Ellen Kolesnikova

Decatur High School class of 2026

Medicine: Safe+Natal | Ellen Kolesnikova

Medicine: Safe+Natal

I am working with safe+natal (joint project with Emory University and Wuqu’ Kawoq/Maya Health Alliance) on improving pregnancy healthcare in rural Guatemala through ML-based diagnostics and triage. More specifically, the goal of this project is to provide a simple system that enables rural midwives from underserved communities to conduct basic pregnancy monitoring and identify cases that need to be referred to hospitals. We distributed $200 health monitor kits (including smartphone and very basic devices such as blood pressure monitors and 1-dimensional doppler ultrasounds) to local midwives. Indigenous Maya communities do not commonly use written language, so we automatically transcribe and interpret readings from the health devices to enable timely healthcare decisions. Safe+Natal is tremendously successful: integrated with a Mayan hospital, it reduced maternal mortality from one of the highest in the Western Hemisphere to nearly zero!

My role in this larger project is to develop and test image recognition software that transcribes readings from an image of a blood pressure monitor (taken on the smartphones given to midwives). The challenge in this is to create an accurate system that works with all types of lighting and backgrounds.

Paper linked here.

Crypto: Private Repair of User-Flagged Failures in Text-to-Image Services

This project focuses on using cryptographic tools (namely secure multiparty computation) to securely and privately remove bias from generative AI models. Consider the setting where a private pre-trained model may be biased, e.g., it only generates images of men (not women) in leadership positions. The goal is to use an external party’s advice (which is also private) to fine-tune the model to eliminate the specific bias. We achieve this by computing on encrypted data.

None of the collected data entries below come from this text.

Issue #125, opened 2022-08-26
cyclone dds: What does `/ParticipantIndex="none"` mean for usage in ROS2?


EricCousineau-TRI:
Wanted to check on rationale `ROS_DOMAIN_ID`, confirmed that yeah it's just direct link to DDS Domain ID, and it is used to partition port numbers.

Looked at docs for limit on number of participants:
https://docs.ros.org/en/humble/Concepts/About-Domain-ID.html#participant-constraints

Then also saw the Eclipse DDS stuff that @hidmic referenced to in `rmw_isolation`:
https://cyclonedds.io/docs/cyclonedds/0.9.1/config.html#controlling-port-numbers
https://github.com/eclipse-cyclonedds/cyclonedds/blob/0.9.1/src/core/ddsi/src/ddsi_portmapping.c#L39-L44
https://github.com/eclipse-cyclonedds/cyclonedds/blob/0.9.1/src/core/ddsi/include/dds/ddsi/ddsi_cfgelems.h#L1883-L1902
Looked at usage of `ParticipantIndex="none"` here too:
https://github.com/RobotLocomotion/drake-ros/blob/c7f9c362c5b4f2071235e61bc64f8ac1ad0c42f5/bazel_ros2_rules/ros2/resources/rmw_isolation/rmw_isolation.py#L153-L162

Questions:

1. I am a bit confused about when multicast or unicast is used. Are there ROS-specific docs about this? (may relate #103)
2. Do we need to set `ParticipantGain` at all if can use auto-resolve its port (and thus overcome limitations on participant IDs)? (from code linked above, it appears not to be)
3. Should this be mentioned to some extent in ROS documentation?

\cc @sloretz @cottsay

sloretz:
> I am a bit confused about when multicast or unicast is used. Are there ROS-specific docs about this?
> [...]
> Should this be mentioned to some extent in ROS documentation?

I don't know of any ROS specific documentation about when multicast or unicast is used, but it would be specific to a single RMW implementation. CycloneDDS has some documentation about when multicast is used here: https://cyclonedds.io/docs/cyclonedds/latest/config/cyclonedds_specifics.html#multicasting . The information is probably in the [DDSI-RTPS spec](https://www.omg.org/spec/DDSI-RTPS/2.5/PDF), but it would take a while to find it.

> Do we need to set `ParticipantGain` at all if can use auto-resolve its port (and thus overcome limitations on participant IDs)? (from code linked above, it appears not to be)

[...]

PR #126, opened 2022-08-26
rmw_isolation: Disable need for participant gain for cyclone dds

EricCousineau-TRI:
Should not be necessary given ParticipantIndex="none"

See #125

- - -
This change is [Reviewable](https://reviewable.io/reviews/robotlocomotion/drake-ros/126)


EricCousineau-TRI:
(adding this to the queue, but can defer for the next couple of weeks or so)

EricCousineau-TRI:
whelp, tests fail (kind of a good thing... maybe?), but I guess that means I don't understand the docs from how I've skimmed it.

PR #430, opened 2020-06-01
feat(probe): add a new probe to check if device is in use

akhilerm:
**Why is this PR required? What issue does it fix?**:
Currently LocalPV and cstor are the 2 storage engines that use NDM. But other engines like ZFS-localPV and mayastor can also co-exist in the same node. This leads to NDM assiging already used devices to cstor or localPV. Therefore, some mechanism is required to read the disk and check if it is used by any storage engines

**What this PR does?**:
This PR adds a new probe which uses mount path and blkid to find the storage engine that is using a disk.

**Does this PR require any upgrade changes?**:
No

**If the changes in this PR are manually verified, list down the scenarios covered:**:

**Any additional information for your reviewer?** : 
_Mention if this PR is part of any design or a continuation of previous PRs_

**Checklist:**
- [x] Fixes [#3042](https://github.com/openebs/openebs/issues/3042)
- [x] PR Title follows the convention of  `<type>(<scope>): <subject>`
- [x] Has the change log section been updated? 
- [ ] Commit has unit tests
- [ ] Commit has integration tests
- [ ] (Optional) Are upgrade changes included in this PR? If not, mention the issue/PR to track: 
- [ ] (Optional) If documentation changes are required, which issue on https://github.com/openebs/openebs-docs is used to track them:

PR #450, opened 2020-07-06
fix(probe): close open fd after exclusive open

akhilerm:

NDM was keeping a file descriptor open after an exclusive open, causing other applications to receive a resource busy error.

**What this PR does?**:
Closes the open FD
fixes https://github.com/openebs/openebs/issues/3079

No

Bug was introduced in used-by probe as part of https://github.com/openebs/node-disk-manager/pull/430

**Checklist:**
- [x] Fixes [#3079](https://github.com/openebs/openebs/issues/3079)
- [ ] Commit has unit tests

### DIFF
--- a/cmd/ndm_daemonset/probe/usedbyprobe.go
+++ b/cmd/ndm_daemonset/probe/usedbyprobe.go
@@ -200,7 +200,7 @@ func getBlockDeviceZFSPartition(bd blockdevice.BlockDevice) (string, bool) {
 // isBlockDeviceInUseByKernel tries to open the device exclusively to check if the device is
 // being held by some process. eg: If kernel zfs uses the disk, the open will fail
 func isBlockDeviceInUseByKernel(path string) (bool, error) {
-	_, err := os.OpenFile(path, os.O_EXCL, 0444)
+	f, err := os.OpenFile(path, os.O_EXCL, 0444)
 
 	if errors.Is(err, syscall.EBUSY) {
 		return true, nil
@@ -208,5 +208,6 @@ func isBlockDeviceInUseByKernel(path string) (bool, error) {
 	if err != nil {
 		return false, err
 	}
+	defer f.Close()
 	return false, nil
 }
--- a/changelogs/unreleased/450-akhilerm
+++ b/changelogs/unreleased/450-akhilerm
@@ -1,0 +1,1 @@
+fix bug of having an open file descriptor in NDM causing applications to receive resource busy error.


cmd/ndm_daemonset/probe/usedbyprobe.go
```diff
@@ -200,13 +200,14 @@ func getBlockDeviceZFSPartition(bd blockdevice.BlockDevice) (string, bool) {
 // isBlockDeviceInUseByKernel tries to open the device exclusively to check if the device is
 // being held by some process. eg: If kernel zfs uses the disk, the open will fail
 func isBlockDeviceInUseByKernel(path string) (bool, error) {
-	_, err := os.OpenFile(path, os.O_EXCL, 0444)
+	f, err := os.OpenFile(path, os.O_EXCL, 0444)
 
 	if errors.Is(err, syscall.EBUSY) {
```
vishnuitta, line 205: this just means that its in use by someone, but, need not be by kernel

akhilerm: @vishnuitta Whats the best way to check if disk is in use by kernel zfs?

cmd/ndm_daemonset/probe/usedbyprobe.go
```diff
@@ -200,13 +200,14 @@ func getBlockDeviceZFSPartition(bd blockdevice.BlockDevice) (string, bool) {
...
 		return true, nil
 	}
 	if err != nil {
 		return false, err
 	}
+	defer f.Close()
```
kmova, line 211: should there be a nil check for `f` ?

akhilerm: `f.Close()` [internally](https://golang.org/src/os/file_unix.go?s=7277:7305#L223) has a nil check.

cmd/ndm_daemonset/probe/usedbyprobe.go
vishnuitta: how about running zpool commands to find the disks in use by kernel zfs? its also good to change name of the function

cmd/ndm_daemonset/probe/usedbyprobe.go
mittachaitu, line 211: Since we are not doing any activity after opening the file(ex: re-opening the file with the same flags which leads to point to the same fd) it is assumed the `Close` func will not return any error.

cmd/ndm_daemonset/probe/usedbyprobe.go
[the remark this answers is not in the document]
akhilerm: Caller is logging the error @mittachaitu

cmd/ndm_daemonset/probe/usedbyprobe.go
akhilerm: yes @mittachaitu . We are just opening the file and if open succeeds, we close the file.

PR #461, opened 2020-07-16
feat(metrics): exporting seachest data to prometheus

### LINKED ISSUE #451: Exporter : Expose exisiting seachest data to prometheus
**Describe the problem/challenge you have**
Currently, there's no seachest data except temperature being exposed by prometheus.

**Describe the solution you'd like**
Expose more seachest data like latency, R/W bytes, etc

**Anything else you would like to add:**
Following data is already available :
* HighestTemperature
* LowestTempearature
* RotationalLatency
* Capacity
* LogicalSectorSize
* PhysicalSectorSize
* RotationRate
* DriveType
* TotalBytesRead
* TotalBytesWritten
* DeviceUtilization

**Environment:**
All.

harshthakur9030:

## Pull Request template

Exports seachest data which is already fetched

**What this PR does?**:
Exports seachest data to prometheus

No

The following data is exported :
    HighestTemperature
    LowestTempearature
    RotationalLatency
    Capacity
    LogicalSectorSize
    PhysicalSectorSize
    RotationRate
    DriveType
    TotalBytesRead
    TotalBytesWritten
    DeviceUtilization
Other than the above, Rotational Latency is calculated and exported

**Checklist:**
- [x] Fixes #451 
- [ ] Commit has unit tests

### DIFF
--- a/blockdevice/blockdevice.go
+++ b/blockdevice/blockdevice.go
@@ -119,11 +119,35 @@ type BlockDevice struct {
 	// DependentDevices stores the dependent devices
 	DependentDevices DependentBlockDevices
 
-	// TemperatureInfo stores the temperature information of the drive
-	TemperatureInfo TemperatureInformation
+	SMARTInfo SMARTStats
 
 	// Status contains the state of the blockdevice
 	Status Status
+}
+
+// SMARTStats represents stats from SMART spec and data fetched/calculated by data from seachest
+type SMARTStats struct {
+
+	// RotationRate stores the rotation rate of a block device, only applicable for HDD
+	RotationRate uint16
+
+	// RotationalLatency stores the latency of the drive, only applicable for HDD
+	RotationalLatency float64
+
+	// TemperatureInfo stores the temperature information of the drive
+	TemperatureInfo TemperatureInformation
+
+	// TotalBytesRead stores the total amount of bytes read by a block device
+	TotalBytesRead uint64
+
+	// TotalBytesWritten stores the total amount of bytes written by a block device
+	TotalBytesWritten uint64
+
+	// UtilizationRate stores the rate of utilization of a block device
+	UtilizationRate float64
+
+	// PercentEnduranceUsed stores the endurance used in percent
+	PercentEnduranceUsed float64
 }
 
 // Identifier represents the various identifiers that can be used to
@@ -276,12 +300,26 @@ type DevLink struct {
 
 // TemperatureInformation stores the temperature information of the blockdevice
 type TemperatureInformation struct {
-	// TemperatureDataValid specifies whether the current temperature
+	// CurrentTemperatureDataValid specifies whether the current temperature
 	// data reported is valid or not
-	TemperatureDataValid bool
+	CurrentTemperatureDataValid bool
+
+	// LowestTemperatureDataValid specifies whether the lowest temperature
+	// data reported is valid or not
+	LowestTemperatureDataValid bool
+
+	// HighestTemperatureDataValid specifies whether the highest temperature
+	// data reported is valid or not
+	HighestTemperatureDataValid bool
 
 	// CurrentTemperature is the temperature of the drive in celsius
 	CurrentTemperature int16
+
+	// LowestTemperature is the lowest temperature of the drive recorded in celsius
+	LowestTemperature int16
+
+	// HighestTemperature is the highest temperature of the drive recorded in celsius
+	HighestTemperature int16
 }
 
 // PartitionInformation contains information related to the partition, if this
--- a/cmd/ndm_daemonset/probe/seachestprobe.go
+++ b/cmd/ndm_daemonset/probe/seachestprobe.go
@@ -151,6 +151,7 @@ func (scp *seachestProbe) FillBlockDeviceDetails(blockDevice *blockdevice.BlockD
 
 	blockDevice.SMARTInfo.TemperatureInfo.CurrentTemperatureDataValid = seachestProbe.
 		SeachestIdentifier.GetTemperatureDataValidStatus(driveInfo)
+
 	klog.V(4).Infof("Disk: %s TemperatureDataValid:%t filled by seachest.",
 		blockDevice.DevPath, blockDevice.SMARTInfo.TemperatureInfo.CurrentTemperatureDataValid)
 
@@ -161,24 +162,29 @@ func (scp *seachestProbe) FillBlockDeviceDetails(blockDevice *blockdevice.BlockD
 		klog.V(4).Infof("Disk: %s CurrentTemperature:%d filled by seachest.",
 			blockDevice.DevPath, blockDevice.SMARTInfo.TemperatureInfo.CurrentTemperature)
 
-		blockDevice.SMARTInfo.TemperatureInfo.HighestTemperatureDataValid = seachestProbe.
-			SeachestIdentifier.GetHighestValid(driveInfo)
+	}
 
-		klog.V(4).Infof("Disk: %s HighestTemperatureDataValid:%t filled by seachest.",
-			blockDevice.DevPath, blockDevice.SMARTInfo.TemperatureInfo.HighestTemperatureDataValid)
+	blockDevice.SMARTInfo.TemperatureInfo.HighestTemperatureDataValid = seachestProbe.
+		SeachestIdentifier.GetHighestValid(driveInfo)
+
+	klog.V(4).Infof("Disk: %s HighestTemperatureDataValid:%t filled by seachest.",
+		blockDevice.DevPath, blockDevice.SMARTInfo.TemperatureInfo.HighestTemperatureDataValid)
+
+	if blockDevice.SMARTInfo.TemperatureInfo.HighestTemperatureDataValid == true {
 
 		blockDevice.SMARTInfo.TemperatureInfo.HighestTemperature = seachestProbe.
 			SeachestIdentifier.GetHighestTemperature(driveInfo)
 
 		klog.V(4).Infof("Disk: %s HighestTemperature:%d filled by seachest.",
 			blockDevice.DevPath, blockDevice.SMARTInfo.TemperatureInfo.HighestTemperature)
+	}
+	blockDevice.SMARTInfo.TemperatureInfo.LowestTemperatureDataValid = seachestProbe.
+		SeachestIdentifier.GetLowestValid(driveInfo)
 
-		blockDevice.SMARTInfo.TemperatureInfo.LowestTemperatureDataValid = seachestProbe.
-			SeachestIdentifier.GetLowestValid(driveInfo)
+	klog.V(4).Infof("Disk: %s LowestValid:%t filled by seachest.",
+		blockDevice.DevPath, blockDevice.SMARTInfo.TemperatureInfo.LowestTemperatureDataValid)
 
-		klog.V(4).Infof("Disk: %s LowestValid:%t filled by seachest.",
-			blockDevice.DevPath, blockDevice.SMARTInfo.TemperatureInfo.LowestTemperatureDataValid)
-
+	if blockDevice.SMARTInfo.TemperatureInfo.LowestTemperatureDataValid == true {
 		blockDevice.SMARTInfo.TemperatureInfo.LowestTemperature = seachestProbe.
 			SeachestIdentifier.GetLowestTemperature(driveInfo)
 
--- a/cmd/ndm_daemonset/probe/seachestprobe.go
+++ b/cmd/ndm_daemonset/probe/seachestprobe.go
@@ -124,65 +124,65 @@ func (scp *seachestProbe) FillBlockDeviceDetails(blockDevice *blockdevice.BlockD
 
 	// All the below mentioned fields will be filled in only after BlockDevice struct
 	// starts supporting them.
-	/*if d.RotationRate == 0 {
-		d.RotationRate = seachestProbe.SeachestIdentifier.GetRotationRate(driveInfo)
-		klog.V(4).Infof("Disk: %s RotationRate:%d filled by seachest.", d.Path, d.RotationRate)
-	}*/
-
-	/*if d.TotalBytesRead == 0 {
-		d.TotalBytesRead = seachestProbe.SeachestIdentifier.GetTotalBytesRead(driveInfo)
-		klog.V(4).Infof("Disk: %s TotalBytesRead:%d filled by seachest.", d.Path, d.TotalBytesRead)
+	if blockDevice.SMARTInfo.RotationRate == 0 {
+		blockDevice.SMARTInfo.RotationRate = seachestProbe.SeachestIdentifier.GetRotationRate(driveInfo)
+		klog.V(4).Infof("Disk: %s RotationRate:%d filled by seachest.", blockDevice.DevPath, blockDevice.SMARTInfo.RotationRate)
 	}
 
-	if d.TotalBytesWritten == 0 {
-		d.TotalBytesWritten = seachestProbe.SeachestIdentifier.GetTotalBytesWritten(driveInfo)
-		klog.V(4).Infof("Disk: %s TotalBytesWritten:%d filled by seachest.", d.Path, d.TotalBytesWritten)
+	if blockDevice.SMARTInfo.TotalBytesRead == 0 {
+		blockDevice.SMARTInfo.TotalBytesRead = seachestProbe.SeachestIdentifier.GetTotalBytesRead(driveInfo)
+		klog.V(4).Infof("Disk: %s TotalBytesRead:%d filled by seachest.", blockDevice.DevPath, blockDevice.SMARTInfo.TotalBytesRead)
 	}
 
-	if d.DeviceUtilizationRate == 0 {
-		d.DeviceUtilizationRate = seachestProbe.SeachestIdentifier.GetDeviceUtilizationRate(driveInfo)
-		klog.V(4).Infof("Disk: %s DeviceUtilizationRate:%f filled by seachest.", d.Path, d.DeviceUtilizationRate)
+	if blockDevice.SMARTInfo.TotalBytesWritten == 0 {
+		blockDevice.SMARTInfo.TotalBytesWritten = seachestProbe.SeachestIdentifier.GetTotalBytesWritten(driveInfo)
+		klog.V(4).Infof("Disk: %s TotalBytesWritten:%d filled by seachest.", blockDevice.DevPath, blockDevice.SMARTInfo.TotalBytesWritten)
 	}
 
-	if d.PercentEnduranceUsed == 0 {
-		d.PercentEnduranceUsed = seachestProbe.SeachestIdentifier.GetPercentEnduranceUsed(driveInfo)
-		klog.V(4).Infof("Disk: %s PercentEnduranceUsed:%f filled by seachest.", d.Path, d.PercentEnduranceUsed)
-	}*/
+	if blockDevice.SMARTInfo.UtilizationRate == 0 {
+		blockDevice.SMARTInfo.UtilizationRate = seachestProbe.SeachestIdentifier.GetDeviceUtilizationRate(driveInfo)
+		klog.V(4).Infof("Disk: %s UtilizationRate:%f filled by seachest.", blockDevice.DevPath, blockDevice.SMARTInfo.UtilizationRate)
+	}
 
-	blockDevice.TemperatureInfo.TemperatureDataValid = seachestProbe.
+	if blockDevice.SMARTInfo.PercentEnduranceUsed == 0 {
+		blockDevice.SMARTInfo.PercentEnduranceUsed = seachestProbe.SeachestIdentifier.GetPercentEnduranceUsed(driveInfo)
+		klog.V(4).Infof("Disk: %s PercentEnduranceUsed:%f filled by seachest.", blockDevice.DevPath, blockDevice.SMARTInfo.PercentEnduranceUsed)
+	}
+
+	blockDevice.SMARTInfo.TemperatureInfo.CurrentTemperatureDataValid = seachestProbe.
 		SeachestIdentifier.GetTemperatureDataValidStatus(driveInfo)
 	klog.V(4).Infof("Disk: %s TemperatureDataValid:%t filled by seachest.",
-		blockDevice.DevPath, blockDevice.TemperatureInfo.TemperatureDataValid)
+		blockDevice.DevPath, blockDevice.SMARTInfo.TemperatureInfo.CurrentTemperatureDataValid)
 
-	if blockDevice.TemperatureInfo.TemperatureDataValid == true {
-		blockDevice.TemperatureInfo.CurrentTemperature = seachestProbe.
+	if blockDevice.SMARTInfo.TemperatureInfo.CurrentTemperatureDataValid == true {
+		blockDevice.SMARTInfo.TemperatureInfo.CurrentTemperature = seachestProbe.
 			SeachestIdentifier.GetCurrentTemperature(driveInfo)
 
 		klog.V(4).Infof("Disk: %s CurrentTemperature:%d filled by seachest.",
-			blockDevice.DevPath, blockDevice.TemperatureInfo.CurrentTemperature)
+			blockDevice.DevPath, blockDevice.SMARTInfo.TemperatureInfo.CurrentTemperature)
 
-		/*d.TemperatureInfo.HighestValid = seachestProbe.
+		blockDevice.SMARTInfo.TemperatureInfo.HighestTemperatureDataValid = seachestProbe.
 			SeachestIdentifier.GetHighestValid(driveInfo)
 
-		klog.V(4).Infof("Disk: %s HighestValid:%t filled by seachest.",
-			d.Path, d.TemperatureInfo.HighestValid)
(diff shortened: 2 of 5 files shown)


pkg/metrics/smart/metrics.go
```diff
@@ -64,11 +103,26 @@ func (m *Metrics) Collectors() []prometheus.Collector {
...
 		m.blockDeviceCurrentTemperature,
+		m.blockDeviceRotationalLatency,
+		m.blockDeviceRotationRate,
+		m.blockDeviceHighestTemperature,
+		m.blockDeviceLowestTemperature,
+		m.blockDeviceLogicalSectorSize,
+		m.blockDevicePhysicalSectorSize,
+		m.blockDeviceTotalReadBytes,
+		m.blockDeviceTotalWrittenBytes,
+		m.blockDeviceTotalReadBytes,
```
utkarshmani1997, line 114: Duplicate blockDeviceTotalReadBytes

pkg/metrics/smart/metrics.go
```diff
@@ -64,11 +103,26 @@ func (m *Metrics) Collectors() []prometheus.Collector {
...
+		m.blockDeviceTotalWrittenBytes,
```
utkarshmani1997, line 115: Duplicate blockDeviceTotalWrittenBytes

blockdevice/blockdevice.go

Work done as a part of an internship with Prof. Xiao Wang (Northwestern University); the resulting paper was submitted to NeurIPS 2025.

Digital Humanities: Identifying the author of a Medieval text

The goal of this work (in collaboration with Prof. Juliana Viezure (Georgia Tech) and Jacob Young) is to identify the author of a medieval text - the Passio Et Miracula Sancti Eadwardi Regis Et Martyris. Our work proposes, with compelling evidence, an author for this text, disproving a previous authorship attribution. The new attribution contributes to a better understanding of religious life in England in the period immediately following the Norman Conquest.

Our approach to authorship identification is three-pronged: through (1) traditional literary and historical analysis of the document, (2) standard stylometric analysis based on word frequency, and (3) machine learning. I am solely responsible for the machine learning part of this project; I trained an accurate model to distinguish the author (among four possible choices) of the examined Latin text. When running the Passio through my model, it classified the text with high confidence, corroborating and strengthening my co-authors’ traditional and stylometric analyses.

The corresponding paper is completed and will be submitted to a humanities journal.